The Sacred Space exhibition
Jeffrey Morin’s work spans several media. He is best known for
his letterpress bookworks, but additionally is passionately interested
in figurative monoprints, drawings and paintings.
The bookworks, in major collections internationally, focus on letterpress
as medium and as illustration by means of typographic prints, combined
with reduction lino prints, and collage and painting.
His most recent book, Sacred Space, is a letterpress book housed
in a box that also contains the parts for a chapel, to be put together
by the viewer. The chapel incorporates elements of a previous book as
the stained glass windows feature the sacred alphabet. The alphabet was
developed by his collaborator for the project, Steven Ferlauto, and was
used as the subject of the book, The Sacred Abecedarium. The
text for Sacred Space is, in part, by William C. Bunce, former director
of the Kohler Art Library, University of Wisconsin-Madison. This book
departs from the conventional perception of what constitutes a book by
the incorporation of the “glass” chapel kit. It looks back
to do-it-yourself books, to erector sets, to a time past, before television,
when people used their hands to make stuff for pleasure. Perhaps Morin
made models from kits as a boy. The book engages the viewer directly,
actively. Books, per se, are passive objects. The viewer reads or looks
at the illustrations. This book requires that the viewer be an active
participant as to fully understand the book, one must build the chapel,
locate all the parts, and understand the printed book as part of the whole.
In this departure from the traditional book object, Morin has also incorporated
more traditional book elements. The book has a text, printed letterpress,
an outdated, laborious process in which individual letters are set by
hand, as Gutenberg did.

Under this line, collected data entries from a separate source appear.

PR #463, opened 2025-01-17
test: Fix TestCounter

howjmay:


lmoe (approved):

packages/vm/core/testcore/sbtests/concurrency_test.go
```diff
@@ -21,6 +21,10 @@ func TestCounter(t *testing.T) {
 
 	req := solo.NewCallParamsEx(ScName, sbtestsc.FuncIncCounter.Name).AddBaseTokens(1 * isc.Million).WithGasBudget(math.MaxUint64)
 	for i := 0; i < 33; i++ {
+		// charge more fund to gas coin every 5 request, otherwise there will be no fund to post request on L1
+		if i%5 == 4 {
```
dessaya, line 25: Why not instead do something like:

```
if the gas coin has less than X tokens, then:
  top up the gas coin
```

lmoe: sorry for merging already :>

dessaya: Ah no problem, anyway I see that this change affects a single test, so it's not important

PR #464, opened 2025-01-17
chore: Removed error return from some BCS functions, Added more tests

nnikolash:


.golangci.yml
```diff
@@ -101,12 +106,10 @@ linters-settings:
         locale: US
     nolintlint:
         allow-unused: false # report any unused nolint directives
-    goimports:
```
lmoe, line 104: Why did you remove goimports here? It sorts the imports, which I think is good.

packages/util/bcs/uint128_test.go
```diff
@@ -35,3 +35,6 @@ func testUint128Codec(t *testing.T, v string, expectSuccess bool) {
 		require.Error(t, err)
 	}
 }
+
+func TestInt64asUint128(t *testing.T) {
```
lmoe: Can this be removed?

lmoe (approved):

dessaya (approved):

.golangci.yml
nnikolash: The problem it does not sort the imports - the sorter here is an irritated engineer 😁 I would love to have this, but not before we have formatter which does this automatically. What do you think?

nnikolash: I'm merging the code to avoid later conflicts, but nevertheless I'll be ready revert my change to goimports if we decide that we need it

PR #468, opened 2025-01-20
chore: scriptsizefix4 test branch

lmoe:


packages/webapi/controllers/corecontracts/accounts.go
```diff
@@ -23,10 +23,10 @@ func (c *Controller) getTotalAssets(e echo.Context) error {
 		return c.handleViewCallError(err)
 	}
 
+	nt := assets.NativeTokens()
 	assetsResponse := &models.AssetsResponse{
-		BaseTokens: assets.BaseTokens().String(),
-		// TODO: fix this when native tokens reimplemented
-		// NativeTokens: isc.NativeTokensToJSONObject(assets.NativeTokens),
+		BaseTokens:   assets.BaseTokens().String(),
+		NativeTokens: nt.JSON(),
```
dessaya, line 29: Shouldn't we remove the concept of native tokens? We removed it in isc package and it simplified a lot of code. Now we just have a collection of coins. One of those coins is the base token, but it is not a special case.

lmoe: @dessaya I wasn't so sure about it. Yes we now only have a map of coins. But in the API context, I found it useful to have a separation between the Base and the custom coins. So you don't have to sort them out by yourself.

But I have no hard feelings on either approach.

PR #471, opened 2025-01-21
Implement deducting the topup fee from the common account

lmoe:
Now there is a single parameter `GasCoinTargetValue` (configurable in governance).

Upon chain deploy, we create the L1 gas coin with `GasCoinTargetValue`, and the L2 common account may be left empty.

After the VM processes a request, the collected fees are used to top up the common account up to `GasCoinTargetValue`. The rest goes to the payout AgentID.

Before creating the PTB, the VM tops up the L1 gas coin up to `GasCoinTargetValue`, deducting as needed from the L2 common account.


packages/solo/solo_test.go
```diff
@@ -16,9 +16,10 @@ func TestMain(m *testing.M) {
...
 	env := solo.New(t, &solo.InitOptions{Debug: true, PrintStackTrace: true})
 	ch := env.NewChain(false)
-	require.EqualValues(env.T, solo.DefaultCommonAccountBaseTokens, ch.L2CommonAccountAssets().Coins.BaseTokens())
+	require.Zero(env.T, ch.L2CommonAccountAssets().Coins.BaseTokens())
+	require.Zero(env.T, ch.L2BaseTokens(ch.OriginatorAgentID))
 
 	err := ch.DepositBaseTokensToL2(solo.DefaultChainOriginatorBaseTokens, nil)
 	require.NoError(env.T, err)
-	require.EqualValues(env.T, solo.DefaultChainOriginatorBaseTokens, ch.L2BaseTokens(ch.OriginatorAgentID))
+	require.NotZero(env.T, ch.L2BaseTokens(ch.OriginatorAgentID))
```
nnikolash, line 24: Why this change? Isnt `NotZero` check too generic?

dessaya: The resulting L2 balance is whatever you deposit minus the gas fee. But there is already another test for that; I didn't want to repeat the same assertion.

packages/vm/core/testcore/base_test.go
```diff
@@ -60,18 +58,68 @@ func TestLedgerBaseConsistency(t *testing.T) {
...
+	require.EqualValues(
+		t,
+		vmRes.Receipt.GasFeeCharged-addedToCommonAccount,
+		ch.L2BaseTokens(ch.OriginatorAgentID),
+	)
+	require.EqualValues(
+		t,
+		isc.GasCoinTargetValue*4-vmRes.Receipt.GasFeeCharged,
+		ch.L2BaseTokens(isc.NewAddressAgentID(someUserAddr)),
+	)
```
nnikolash: Could you pls put 1-line comment to each of these three requrements? That would help validate the logic

packages/vm/core/testcore/base_test.go
```diff
@@ -60,18 +58,68 @@ func TestLedgerBaseConsistency(t *testing.T) {
...
+		isc.GasCoinTargetValue-coin.Value(ptbRes.Effects.Data.GasFee()),
+		gasCoinValueAfter,
+	)
+
+	totalDeposited := coin.Value(isc.GasCoinTargetValue/2 + isc.GasCoinTargetValue*4)
+	totalDeductedForGasCoin := isc.GasCoinTargetValue - gasCoinValueBefore
+	totalL2Tokens := totalDeposited - totalDeductedForGasCoin
+	require.EqualValues(t, coin.Value(totalL2Tokens), ch.L2TotalBaseTokens())
+
+	addedToCommonAccount := min(isc.GasCoinTargetValue, vmRes.Receipt.GasFeeCharged)
```
nnikolash: This line feels strange. Could you pls add comment why is it so?
Because for me it feels like it should be like:
```suggestion
	addedToCommonAccount := min(isc.GasCoinTargetValue - gasCoinValueBefore, vmRes.Receipt.GasFeeCharged)
```
Like, why would we deduct from fee and put on common account the entire `isc.GasCoinTargetValue` if it was not fully used?
Damn, its hard to think about this stuff in this late time

packages/vm/vmimpl/runtask.go
```diff
@@ -43,23 +42,33 @@ func newVmContext(
...
+	if bal < topUp {
+		vmctx.task.Log.Warnf(
+			"not enough tokens in common account for topping up gas coin (has %d, want %d)",
+			bal,
+			topUp,
+		)
 	}
 
-	return requiredTopUp
+	topUp = min(bal, topUp)
```
nnikolash: this cut be put under `if bal < topUp {`

nnikolash (dismissed):
The test is work of art 🔥

packages/vm/core/testcore/base_test.go
```diff
@@ -60,18 +58,87 @@ func TestLedgerBaseConsistency(t *testing.T) {
...
+	// the user pays for the L2 gas fee
+	require.EqualValues(t,
+		depositedByUser-vmRes.Receipt.GasFeeCharged,
+		ch.L2BaseTokens(isc.NewAddressAgentID(someUserAddr)),
+	)
+
+	// the common account is topped up to GasCoinTargetValue, unless the
+	// collected fees are less than that
+	addedToCommonAccount := min(
+		isc.GasCoinTargetValue-initialCommonAccountBalance,
```
nnikolash, line 127: Are you sure it's now correct? Why we top up gas coin for the difference between its desired balance and balance of common account? Shouldn't it be difference between gas coin actual balance and desired balance as in my example from previous comment?

nnikolash: Oh, do we use balance of common account as an indication of gas coin actual balance? Is that the reason?

dessaya: Yes. We now have two steps:
- first, collect all L2 fees into common account, up to GasCoinTargetValue
- second, transfer from common account to gas coin

In the first step, the balance of the gas coin is not relevant.

PR #482, opened 2025-01-23
refactor: Refactor metrics

howjmay:


lmoe (commented):
Good choices.

I have seen you commented out InAnchor, I would include it.
I would also include Milestone/Checkpoint
Remember that TransactionID is not an ID but a Digest now

The rest seems sensible. Please finish on that. :)

howjmay:
I thought checkpoint we can easily get it by transaction digest and InAnchor I move the related data to `outPublishStateTransaction` which store isc.StateAnchor now. Not sure if this way works

lmoe (approved):

lmoe:
LGTM If you tested it properly and consider it functioning, feel free to merge.

PR #483, opened 2025-01-23
Update move contract

lmoe:
Updates move contracts to 0.9.0
Fixes Anchor decoding issue


clients/iscmove/iscmoveclient/iscmovetypes.go
```diff
@@ -32,7 +27,7 @@ type MoveRequest struct {
 	ID     iotago.ObjectID
 	Sender *cryptolib.Address
 	// XXX balances are empty if we don't fetch the dynamic fields
-	AssetsBag Referent[iscmove.AssetsBagWithBalances] // Need to decide if we want to use this Referent wrapper as well. Could probably be of *AssetsBag with `bcs:"optional`
+	AssetsBag iscmove.Referent[iscmove.AssetsBagWithBalances] // Need to decide if we want to use this Referent wrapper as well. Could probably be of *AssetsBag with `bcs:"optional`
```
howjmay: We can remove the comment here too btw, since it is Move types, so Referent must be there

howjmay (approved):

howjmay:
Not sure whether the error is caused by this PR

lmoe:
it is :D
it happend right before i had to jump in a call, will finish it soon

PR #488, opened 2025-01-27
Make ChainMgr use a bit more event-based instead of polling.

kape1395:
Should reduce logging and also the CPU usage for re-checking the cmtlog output.


lmoe (approved):

kape1395:
@lmoe, have I broken the tests, or is it still the norm to have them fail?

howjmay:
Looks like other error
```
testdbhash.go:111: State hash for core contract "governance" has changed! This may be due to a BREAKING CHANGE; make sure that you add a migration (if necessary), and then run all tests again with: UPDATE_DBHASHES=1 (e.g. `UPDATE_DBHASHES=1 make test`). Note: you can set DB_DUMP=1 in one branch and DB_DUMP=2 on another, and then compute a diff of the generated hex dumps.
```

lmoe:
Hmm. I don't remember seeing tests fail there. I'm unsure if the wrong blockindex error is intended in the tests. (As you poll to wait for a new block, or so)

But it seems something is broken I havent seen before. It doesnt seem like its caused by your PR except for the message above with the different state hash that Yang Hao pointed out (which is fine, but must be adjusted with the env variable in your branch)

dessaya:
For now you can ignore the warning about the DB hash mismatch. It is not an error, just a warning.

PR #489, opened 2025-01-28
Fix cli

vitaliy-io:


tools/wasp-cli/util/tx.go
```diff
@@ -34,6 +35,10 @@ func WithSCTransaction(ctx context.Context, client *apiclient.APIClient, chainID
 	log.Check(err)
 	log.Printf("Posted on-ledger transaction %s\n", tx.Digest)
 
+	ref, err := tx.GetCreatedObjectInfo(iscmove.RequestModuleName, iscmove.RequestObjectName)
+	log.Check(err)
+	log.Printf("Request ID: %s\n", isc.RequestID(ref.ObjectID.Data()).String())
```
howjmay: maybe using?
```
log.Printf("Request ID: %s\n", ref.ObjectID.ShortString())
```

vitaliy-io: I see that ShortString trims zeroes on the left, but why would we need to trim zeroes in fixed size address?
I guess we could just use ref.ObjectID.String() instead?

howjmay: Either way is ok. I was thinking, a shorter strong may be more readable

vitaliy-io: fixed

lmoe (approved):

PR #547, opened 2024-08-18
Stops Astrata from torching vampires inside of their mining cave

bowlofcereal:
## About The Pull Request

Changes the area from under/cave to indoors for the ore cave in the vampire-manor on CentCom, because for some reason this doesn't count as underground like the rest of the building. I'm fairly certain this is because there's only 1 Z-Level layered here, so there is technically no roof for the cave.

This has been localtested and it works fine.

## Why It's Good For The Game

It's a little immersion breaking to have the mining cave somehow outside and exposed to the elements, and i'm also tired of watching vampires, or worse yet the VL, walk in there thinking it's perfectly safe only to combust.

## Pre-Merge Checklist


ThePainkiller:
To be honest, rid vampires of their own mining cave has been an idea pitched and planned for for a long time, and a preferrable alternative to this.
They shouldn't get their own town2 with a great forge and all that, with how OP they currently are.

NPC1314:
> To be honest, rid vampires of their own mining cave has been an idea pitched and planned for for a long time, and a preferrable alternative to this. They shouldn't get their own town2 with a great forge and all that, with how OP they currently are.

Agreed but better to fix this and do the VL fix proper instead of leaving in the janky area. This PR obsolete with PR #548, closing this later unless theres a reason to keep it open?

bowlofcereal:
> > To be honest, rid vampires of their own mining cave has been an idea pitched and planned for for a long time, and a preferrable alternative to this. They shouldn't get their own town2 with a great forge and all that, with how OP they currently are.
> 
> Agreed but better to fix this and do the VL fix proper instead of leaving in the janky area. This PR obsolete with PR #548, closing this later unless theres a reason to keep it open?

Nope-- completely fair if you're merging it into something else. Closing on request.

PR #540, opened 2024-08-17
Temporarily makes bandits a drifter class, plus gives them 'backgrounds'.

Marmio64:
## About The Pull Request

Bandits have been broken for a long time and I am not a good enough coder to fix them the right way. However, I am able to present a temporary alternative way of allowing them to still function by making them simply be a drifter class.

This drifter class will just turn them into a bandit, putting them in the bandit camp and giving them all the skills and what not. The class itself has a 100% pick rate/probability of being available, and has a max of 5 slots.

This also gives bandits the ability to choose their 'background' rather than them just having slightly randomized gear/stats. The backgrounds do not get expert/master skills in a weapon or expert wrestling/unarmed (unless poacher with bows/crossbows) like bandits used to have, but to compensate they have better gear and/or traits. In addition, bandits have average swimming, lockpicking, and stealing skills now, and their intelligence malus is -2 instead of -4.

For now there are three available bandit backgrounds, of which they are pretty comparable with standard drifter roles-

Deserters: Former soldiers who committed the crime of desertion. They start with pretty good armor with a rusted barbute (heavy helmet, but limits view and has mediocre durability), iron coif, rusted half-plate (same as normal, but halved max integrity), and iron chausses, along with leather bracers, gloves, and boots. In addition they have skilled polearms and have a spear with them. Most importantly, they have medium armor training.

Poachers: Hunters who operate illegally. They are speedy, have good perception, and get the dodge expert trait. They also have great bow and crossbow skills, and are good with knives. Though, they do have lower strength than the other backgrounds, and less armor in general, as they only have a gambeson, volf head (weaker leather helmet), leather gloves and trousers, and boots.

Brigands: Full-blooded bandits who have been in the business for a while. They are sort of a jack of all trades and have a good stat line and are skilled with flails, swords, shields, clubs, and crossbows. They also get a decent level of protection with leather
armor, leather coif, leather trousers, leather bracers, leather gloves, and leather boots. While good at many things, they don't get unique traits like the other backgrounds.

also adds some special armors for them, with sprites done by cre. From left to right: Brigand, Poacher, Deserter.
image

This will also make it so examining wanted posters will actually let you discover bandits thereafter.

This will definitely need testing. It seems okay right now, nothing game breaking at least, but you never know.

## Why It's Good For The Game

Gets bandits back into the game. Not in a optimal way, but I feel like having them would be better than not.

Also gives them some neat classes to choose from.

[...]

PR #548, opened 2024-08-19
Centcomm

NPC1314:
## About The Pull Request

Adds the lair, includes the area change in #547 and incorporates bits of #540 so we can just do this map change in one go and not drag it out

## Pre-Merge Checklist


ThePainkiller (approved):
The bathroom stall killed me

PR #559, opened 2024-08-22
Nukes Weaving

SELFHELL:
## About The Pull Request
It REALLY shouldnt have been a separate skill to start. I made a mistake on that bit

Also fixes nun clothing, apparently it was broken?

## Why It's Good For The Game

Skill bloat bad or something, sewing/weaving do functionally the same thing

## Pre-Merge Checklist


ThePainkiller (approved):
tbh yeah, skillbloat was real, just clothes crafting is fine in general, no need to divide using silks or using fibers when it's all the same, craftdiff exists for a reason after all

He uses reduction lino prints to great advantage
here as well as typographic illustrations—overprinting letterforms
to make a whole that is more than the individual letters.
The combination of these techniques results in a dense, rich bookwork
allowing the viewer to participate in the work directly, with hands, as
well as intellectually. The viewer is challenged to do more than passively
look at the object, although looking and deciphering is important.
Morin’s figurative monoprints have a power greater than their size.
The stark black ink on white paper, the way he frequently works, makes
a bold statement aside from the often-tortured positions of the model.
The position of the figures often seems to be part of some private ritual
or suffering. They have an uncomfortable edge, forcing the viewer to consider
perhaps the suffering implicit in much of early 21st century life.
The drawings, of models, have the same feeling of suffering, awkwardness.
The page is filled with a single leg or the torso, the head cropped abruptly.
This device adds tension to these drawings. Morin’s line is used
to great advantage, changing as he draws the body, at times emphasizing
a curve, at times becoming faint. When color is used, some of the drawings
are conté crayon and some are charcoal, it is subtle, delicate,
and lovely.
The gouache paintings, larger in size than one expects from the medium,
are densely colored and patterned. The colors are rich, sensuous and frankly
beautiful. The patterning looks back to Klimpt, but with a much darker
palette, or perhaps Gauguin’s paintings in which objects become
decorative elements and the use of color is lush. Russian icons are also
an obvious influence, in the liberties taken with the depiction of the
body and the flatness of the picture plane, as is Giotto’s use of
collapsing space. The paintings are figurative, and again, the figures
are posed in awkward positions, forcing the viewer’s attention.
Figures fall out of the paintings, are cut off to fit into the picture
frame, engage in wrapping parts of their bodies, and in the example of
Adam and Eve, the Original Sin painting, are attempting to shield
each other’s body. Morin has pictured the Edenic pair at the moment
that they become aware of nakedness and are ashamed or embarrassed by
the other’s body.
It is difficult to sum up Morin’s work. The common thread through
the varying methods of working is the body and the depiction of the body,
although that is not always true in the bookworks. The design elements
used in drawings and paintings and the bookworks are consistent. He uses
that awkwardness in his printed work as well, to give the viewer a pause
to consider the location of type on the page, the position of pictorial
elements. His use of color is consistent, but the paintings are often
darker in tone. It is unusual that one artist can create several related
bodies of work in different media. Morin does it well.